Working on the Taekwondo gym injected impetus into the Healing Sport project. But it was three years since I’d started, and I’d begun to question the effectiveness of black and white photography in representing African issues. In an attempt to mirror how I felt, I worked across a range of media. I produced a traditional black and white photoessay in 35mm, I made video sequences, sound samples, animations, and medium format colour work. It was also a good time to experiment, since I was also coming and going with the teaching.

I still look at the work and feel as if they are two sides of the same coin: the black and white convey a story, but the colour feels like how it really is. There just seems something more real about it. You don’t see many people combining colour and black and white effectively, but I’m fascinated with how you can create a sort of interior/exterior dynamic between the two.

I became more involved with the squad. After a couple of months, George contacted me with his intentions of taking a team to the 6th World Taekwondo Federation Championship. I threw caution to the wind and told him I’d come too. I also wanted Healing Sport to develop this sense of Africa as being in this world. Not just a place that magazines pull from under the bed to remind distant readers of their relative security. And so I was quickly propelled into the post of ‘team manager’ without fully comprehending the subtle permutations of this lofty position. Basically it meant that I had to deal with getting the team from A to B… with airline staff, officials, time zones, culinary preferences and translation techniques. I soon realized that the only thing I really knew was that Kenya and Korea began with the same letter.

It took us two days to get from Nairobi to Seoul via a string of places and a 13 hour stop-over in Bangkok airport. Thai immigration nearly prevented the team from proceeding, believing that we were all caught up in some incredibly elaborate immigration scam.

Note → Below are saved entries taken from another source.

PR #828, opened 2017-12-14
Tactic for proving facts about hlevels of types

siddharthist:
This tactic is usful for proving goals of the form `isofhlevel n X`. It dissects commonly used type formers such as direct product, sigma, and pi, and then tries to analyze their components.

It reduces the burden on the programmer to remember the names of such lemmas, and to figure out which ones should be applied, in which branches, how many times, and in what order.

There is plenty of room for improvement, but this is a solid first step. If you all agree, I can add its use to other places in the standard library and/or add more features before merging.

### DIFF
--- a/UniMath/Algebra/Modules/Core.v
+++ b/UniMath/Algebra/Modules/Core.v
@@ -7,6 +7,7 @@ Require Import UniMath.Foundations.PartA.
 Require Import UniMath.Foundations.Preamble.
 Require Import UniMath.Algebra.Domains_and_Fields.
 Require Import UniMath.Foundations.PartD.
+Require Import UniMath.MoreFoundations.Tactics.
 
 (** ** Contents
 - The ring of endomorphisms of an abelian group
@@ -420,8 +421,13 @@ Definition pr1linearfun {R : rng} {M N : module R} (f : linearfun M N) : M -> N 
 
 Coercion pr1linearfun : linearfun >-> Funclass.
 
-Lemma islinearfuncomp {R : rng} {M N P : module R} (f : linearfun M N) (g : linearfun N P) :
-  islinear (funcomp (pr1 f) (pr1 g)).
+Lemma isapropislinear {R : rng} {M N : module R} (f : M -> N) : isaprop (islinear f).
+  unfold islinear.
+  hleveltac.
+  apply (setproperty N).
+Defined.
+
+Definition islinearfuncomp {R : rng} {M N P : module R} (f : linearfun M N) (g : linearfun N P) : islinear (funcomp (pr1 f) (pr1 g)).
 Proof.
   intros r x.
   unfold funcomp.
@@ -438,11 +444,10 @@ Definition ismodulefun {R : rng} {M N : module R} (f : M -> N) : UU :=
 
 Lemma isapropismodulefun {R : rng} {M N : module R} (f : M -> N) : isaprop (ismodulefun f).
 Proof.
-   refine (@isofhleveldirprod 1 (isbinopfun f) (islinear f) _ _).
-   exact (isapropisbinopfun f).
-   apply (impred 1 _). intro r.
-   apply (impred 1 _). intro x.
-   apply (setproperty N).
+  unfold ismodulefun.
+  hleveltac.
+  - exact (isapropisbinopfun f).
+  - exact (isapropislinear f).
 Defined.
 
 Definition modulefun {R : rng} (M N : module R) : UU := ∑ f : M -> N, ismodulefun f.
--- a/UniMath/MoreFoundations/Tactics.v
+++ b/UniMath/MoreFoundations/Tactics.v
@@ -1,8 +1,13 @@
-(************************************************************************
+(** This file contains various useful tactics. *) 
+(** ** Contents:
 
-This file contains various useful tactics
-
-************************************************************************)
+- [unimath_easy]
+- [now]
+- [hSet_induction]
+- [hlevelmatch] - Author: Langston Barrett (@siddharthist)
+- [hleveltac] - Author: Langston Barrett (@siddharthist)
+- [hleveltacS] - Author: Langston Barrett (@siddharthist)
+ *)
 
 Require Import UniMath.MoreFoundations.Foundations.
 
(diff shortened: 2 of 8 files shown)


UniMath/Algebra/Modules/Core.v
```diff
@@ -420,8 +421,13 @@ Definition pr1linearfun {R : rng} {M N : module R} (f : linearfun M N) : M -> N
 
 Coercion pr1linearfun : linearfun >-> Funclass.
 
-Lemma islinearfuncomp {R : rng} {M N P : module R} (f : linearfun M N) (g : linearfun N P) :
-  islinear (funcomp (pr1 f) (pr1 g)).
+Lemma isapropislinear {R : rng} {M N : module R} (f : M -> N) : isaprop (islinear f).
```
siddharthist: Note that this is the only real "content" of this commit, the rest are just using the new tactic in an equivalent way to the original script.

DanGrayson:
The tests should all be put in a separate file named `Tests.v`.

UniMath/MoreFoundations/Tactics.v
```diff
@@ -22,3 +22,161 @@ Tactic Notation "now" tactic(t) := t; unimath_easy.
...
+      <<
+        isofhlevel n (X ⨿ Y)
+      >>
+      unless this is a hypothesis of our context. We try to apply *all*
+      hypotheses in this way, which is not the best, but it works. Someone who
+      knows more about Ltac might want to fix this.
+   *)
+  (*06*)| [ H : (?X -> empty) |- isofhlevel _ ?X ] => apply isapropifnegtrue
+  (*07*)| [ |- isofhlevel _ (?X -> empty) ] => apply isapropneg
+  (*08*)| [ |- isofhlevel _ (?X != ?Y) ] => apply isapropneg
```
DanGrayson: rule 08 will never fire, because its pattern is a specialization of the pattern for rule 07

siddharthist:
@DanGrayson Agreed. Does this tactic seem like generally a decent idea? I didn't want to spend too much more time in case it wasn't worth it. Thanks for taking a look!

DanGrayson:
I've done something similar in `Ktheory/Tactics`, but just for h-level 1:
```
Ltac prop_logic :=
  abstract (intros; simpl;
            repeat (try (apply isapropdirprod);try (apply isapropishinh);apply impred ;intro);
            try (apply isapropiscontr); try assumption) using _L_.
```
I think such tactics are useful, but I would avoid using them in Foundations or MoreFoundations, where it would be better if new users could learn the system by single stepping through the proofs.  Yes, one can print a proof term after the proof is complete, but there are no facilities available for examining the parts of a proof term.

DanGrayson:
By the way, I'm against the automatic use of `isapropneg`, because its proof involves an axiom that impedes computation.  Perhaps remove it from your tactic, to force the user to write it explicitly.

benediktahrens:
Using such automation shifts the burden from the programmer to the reader and the maintainer - whence the reduced burden you perceive. As a maintainer, I do not want to end up with many broken proofs to fix, e.g, upon a Coq upgrade.
I would hence discourage the use of automation.

mortberg:
I'm also skeptical about this kind of automation. It is a bit boring to do these proofs by hand over and over, but as we are doing proof relevant mathematics it is often important to pick a particular proof. If one is relying too much on automation then it is hard to control this.

DanGrayson:
The main obstacle that we have to overcome before there is wide adoption of proof assistants is the tedium of making the proofs.  Given that, we should welcome tactics that make things easier for the user.  

Why would a Coq upgrade break a proof that uses a tactic?  I see no reason.  Admittedly, if the proof does happen to break, it can be harder to debug, because it is hard to guess what the tactic was going to come up with, but one can run the old version and print out the proof term to see what it did, so debugging is not impossible.

benediktahrens:
On 12/16/2017 10:06 PM, Daniel R. Grayson wrote:
> The main obstacle that we have to overcome before there is wide
> adoption of proof assistants is the tedium of making the proofs.
> Given that, we should welcome tactics that make things easier for the
> user.

Whom do you mean when you say "user"? At least three different kinds of
users come to my mind, for two of which the use of automation is an
obstacle rather than a help.

DanGrayson:
The users I have in mind are those mathematicians who publish research papers with proofs in them.  How could automation be an obstacle?

JasonGross:
As another point of reference, in HoTT, we have make use of typeclasses to automatically infer proofs of h-level.  In general, I think that tactics should either be "try this set of things in any order" (e.g., `auto`), or have a clear specification; the specification for automatically inferred h-level proofs that we use is roughly "can be determined by analyzing the type structure".  So we expect that any "clever" proofs of h-level, e.g., those that go via encode-decode or equivalence, will need to be more manual, and any "obvious" proofs of h-level will be picked up automatically by typeclasses.

siddharthist:
I agree that for more complex tactics, one should be careful that their tactics are producing reasonable proof terms. I don't think that tactics are _inherently_ bad for producing consistent and concise proof terms. If you like, I'm happy to test out the proof terms produced by `hleveltac` as opposed to those produced by hand and post the results here.

@mortberg Are there any situations in particular you are worried about? What would it look like for a tactic to choose a "wrong" proof term? 

@benediktahrens How do tactics typically break when Coq is upgraded? 

If we decide not to add tactics to UniMath, there should probably be a thorough discussion as to the tradeoffs. If only certain kinds of tactics are allowed, we should probably make that clear.

mortberg:
Let's say that you're proving that a type is contractible, then there might be many choices for the center of contraction and a tactic might not pick the one you want (in the sense that picking a particular one might simplify other proofs later on). 

One way that we could avoid the behavior I'm concerned about is to only use this tactic in places where we would make the proof term opaque anyway (so ending the proof with `Qed` or wrapping the call to `hleveltac` in `abstract`). This way we would be sure that the automation is not used in any place where we might care about the proof term. If we do it this way then I'm in favour of merging as this tactic seems useful and will relieve the burden of the user in doing boring simple proofs about hlevels.

mortberg:
I would suggest that we have a general discussion about automation in another thread instead of as comments to this PR. I think this is an interesting and important discussion to have and it is definitely something that is worth thinking carefully about before we go further in some direction.

benediktahrens:
On 12/17/2017 09:11 PM, Langston Barrett wrote:
> I agree that for more complex tactics, one should be careful that
> their tactics are producing reasonable proof terms. I don't think
> that tactics are _inherently_ bad for producing consistent and
> concise proof terms. If you like, I'm happy to test out the proof
> terms produced by `hleveltac` as opposed to those produced by hand
> and post the results here.
> 
> @mortberg Are there any situations in particular you are worried
> about? What would it look like for a tactic to choose a "wrong" proof
> term?

I don't think that for this particular kind of goal, the proof terms are 
ever important, except for proofs of `iscontr`.

> @benediktahrens How do tactics typically break when Coq is upgraded?

The more important question here is how Ltac behaviour changes between 
versions of Coq.
I have no experience with that, and I am not eager to find out.

> If we decide not to add tactics to UniMath, there should probably be
> a thorough discussion as to the tradeoffs. If only certain kinds of
> tactics are allowed, we should probably make that clear.

Agreed.
Such a discussion should probably be held on the UniMath mailing list, 
instead of in an issue.

Until then, I'd like to put this PR on hold.

DanGrayson:
Okay, closing.

But why not have this discussion in a github issue?  It seems ideal for that.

We also took the festival organisers by complete surprise. They had not expected our arrival, but soon saw the potential media benefits of having the only representatives from sub-Saharan Africa. We were duly registered and given accommodation: all seven of us sleeping on the floor of a small, cramped room. In the ensuing days, we were trailed by National TV and appeared in newspapers around the country. Despite being predominantly from the Kikuyu tribe, the team was asked to perform traditional Masai dances. They would dress up using their checked towels as cloaks, and hanging beads around their ears, as if auditioning for a Carry-On film. Sometimes they would be asked to sing. They would do so until we were all in hysterics while the polite Koreans tried in vain to get the microphone off George.

It would be easy to interpret such exotic misrepresentation as a sad state of affairs. As the only black team from over 60 nations represented at the festival, Kenya certainly stood out. And I don’t think anyone really expected them to take the three golds, three silvers, numerous bronze medals, as well as the trophy for the best team and best coach.

Nowadays, people are always concerned about your ‘personal relation’ to the subject matter. Usually, this involves some simple equation to decide whether you have the right or not to photograph the ‘other’. I could say a lot of things about working in Africa, about race and my relationships there, but in the end it’s not so simple.

The human connections that I am able to make through the process of photography, are among the most valuable things to me. Although I know it’s almost impossible, I secretly hope that my photography passes on to the viewer the rich experiences that my subjects have passed on to me.

Artist: Timothy Hetherington is a photojournalist. His works included books, films and other work that “ranged from multi-screen installations, to fly-poster exhibitions, to handheld device downloads” and is a regular contributor to Vanity Fair.